“I’ll put her to bed tonight”
He took a look at me and asked “Are you sure? Don’t you want your own time”
“Yeah, I’ll take her tonight, it’s fine”, I replied.
My husband and I were discussing which of us two were to put our almost 2-year-old daughter to bed that night. She takes quite a while to settle down, and most of the time we will lay in bed with her until she falls asleep, before we leave her sleeping self in our room. It usually takes 30 minutes to an hour. Sometimes, we even end up falling asleep before she does, only to wake up a while later to find her sleeping face next to ours.

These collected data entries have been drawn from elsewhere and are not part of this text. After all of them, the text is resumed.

PR #5160, opened 2021-06-19
Print deprecation warning for the enableECDSA field only when really set

scholzj:
### Type of change

- Bugfix

### Description

The `enableECDSA` field has been deprecated. But because it is a `boolean` which is set to `true` by default, it cause the operator to always print the deprecation warning whenever OAuth authentication is enabled in the broker even when the `enableECDSA` field is not used:

```
In API version kafka.strimzi.io/v1beta2 the enableECDSA property at path spec.kafka.listeners.genericKafkaListeners.auth.enableECDSA has been deprecated.
```

Similar warning is also in the Kafka CR status.

This PR changes the field type to `Boolean` and sets it to null by default. That way, if the `enableECDSA` fiels is not set, no warning is shown. Only when the field is really set in the Kafka CR to `true` or `false` the warning is printed and set in the resource status.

We did not sleep train her, due to the fact that she was still co-sleeping with us on our bed, compared to her older siblings who had to move out to their own bedrooms before they were two years old. That meant that our routine with her was still pretty much the same as when she was a baby, apart from the swaddling and rocking.
After I weaned her from breastfeeding end of last year, my husband was able to put her to bed instead of me, and we then took turns to give me more personal time to myself at night. Mostly she would still prefer me and would protest loudly whenever it was her dad who did her bedtime routine with her and took her to bed.

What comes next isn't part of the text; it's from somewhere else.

Issue #3741, opened 2020-10-02
[Enhancement] Add SASL support to Topic Operator for standalone use


Coqueiro:
I've followed the [documentation on how to deploy a standalone Topic Operator](https://strimzi.io/docs/operators/master/deploying.html#deploying-the-topic-operator-standalone-str).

Up to today, she still wants me to be with her at night, and although a part of me wanted my own time, another part of me loved the fact that she still wanted her mummy at night.
But the reason I wanted to put her to bed tonight, and why I had been insistent on doing it the past month was this.
She was approaching her 2nd birthday.
We both knew that she will most probably be our last kid. As we had decided when we got married, three children were enough for us, and since we were both working full time it did not make sense to have more children.
The feeling was similar to when I was weaning her from nursing, because knowing she would be our last kid, it felt that I was closing a chapter of my motherhood journey.
While it felt good to have my body back to myself, it was emotional for me to put an end to nursing for good after 6 years of being pregnant and nursing each of our children.
So now it goes for bedtime. The plan would be that she would eventually move to her own bed, to a shared room with her older sister the following year.
So as she approached her 2nd year of life I cherished the time I have with her at night, cuddling her and kissing her in bed, singing soft songs, and hearing her verbalize new words back to me. She will snuggle under my blanket with me and shared even my pillow.
Then I would say its time to sleep, and I would pretend to close my eyes and being the good girl that she is, after prodding my face for a while with her fingers, she will stare around the room for a while, and slowly close her eyes too.
Little did she know that her mummy was staring at her as she drifted off to sleep.
The outline of her cheeks against the night lamp, still chubby and round, and her button nose, and her long lashes were what I looked at every night. Her mouth will open slightly, forming an ‘O’, and her little chest will rise up and down steadily. Once asleep, I would kiss her sleeping face and reposition her onto her own pillow.
Thankfully, she inherited her daddy’s ability to sleep like a log and would not stir when I reposition to her side of our bed, which was, right in the middle of the bed, of course.
I do not know how much longer she would have this attachment to me at night, and as she grows older she will eventually become more independent and she would be fine sleeping on her own.
This time it feels different, unlike with her siblings, at this point I am not heavily pregnant and expecting a new baby to resume the whole process again.
This time it felt like a door was closing, eventually to be shut.
While I revel in my coming independence, a part of me is also grieving this whole process.
I guess this is the same for most parents, how it seems that they grow too fast, and we learn to let go bit by bit and then enjoy them in their new phase of life as they developed more into their own.
I used to tell myself back during the newborn days, that the nights are long but the years are short, as a way to persevere through the lack of sleep and tiredness.
Now the years are coming to a close for this season of my children’s lives, and for me as well.
So hold them while they still want to be held by, and do not regret the moments spent entangled with their little warm bodies as they snuggle close to you at night.